Breakup process of liquid jet in gas film

Abstract

In order to study the breakup process of liquid jet in gas film, the backlit photography technique and the VOF TO DPM method are used for experimental and simulation research respectively. Water and air are used as simulant media. Grid adaptive technology is used to refine the gas-liquid interface grid and improve the capture accuracy of the gas-liquid interface. The results show that there are two main breakup processes of liquid jet in gas film: column breakup and surface breakup. The local high-pressure zone in front of the liquid jet makes the jet have a large normal velocity gradient, which causes R-T instability. The surface wave that is generated by the R-T instability is mainly responsible for the liquid column breakup.
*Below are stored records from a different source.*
PR #744, opened 2023-08-15
build: Add missing babel config for root package

pwithnall:
This was missing, meaning the default babel config was being used when
building the whole of kolibri-explore-plugin.

This meant that transpilation and ES5 polyfills were not being applied.

Signed-off-by: Philip Withnall <philip@tecnocode.co.uk>

Fixes: https://github.com/endlessm/kolibri-installer-android/issues/159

When the thin liquid film reaches a column breakup point, the airflow penetrating the trough of the surface wave causes the jet column to break. The tangential velocity gradient is generated when the gas film bypasses the liquid jet surface, which causes K-H instability. The K-H surface waves cause ligaments and droplets to strip from the surface of the liquid jet. The local momentum ratio has an important influence on the breakup process of the liquid jet in gas film. When the local momentum ratio is low, the breakup of liquid jet is dominated by the K-H instability. As the local momentum ratio increases, the breakup of liquid jet is gradually dominated by R-T instability. The local momentum ratio plays an important role in the distribution range of the liquid jet in gas film. When the local momentum ratio is low, the ligaments and droplets caused by the liquid jet are mainly distributed within the range of gas film. As the local momentum ratio increases, part of the ligaments and droplets escape from the range of the gas film. The liquid jet penetrates the gas film when the local momentum ratio is greater than 0.74. The breakup length and the penetration depth are both affected by the local momentum ratio. The breakup length increases with the local momentum ratio increasing. The penetration depth also increases with the local momentum ratio, and the penetration depth increases significantly when the liquid jet penetrates the gas film.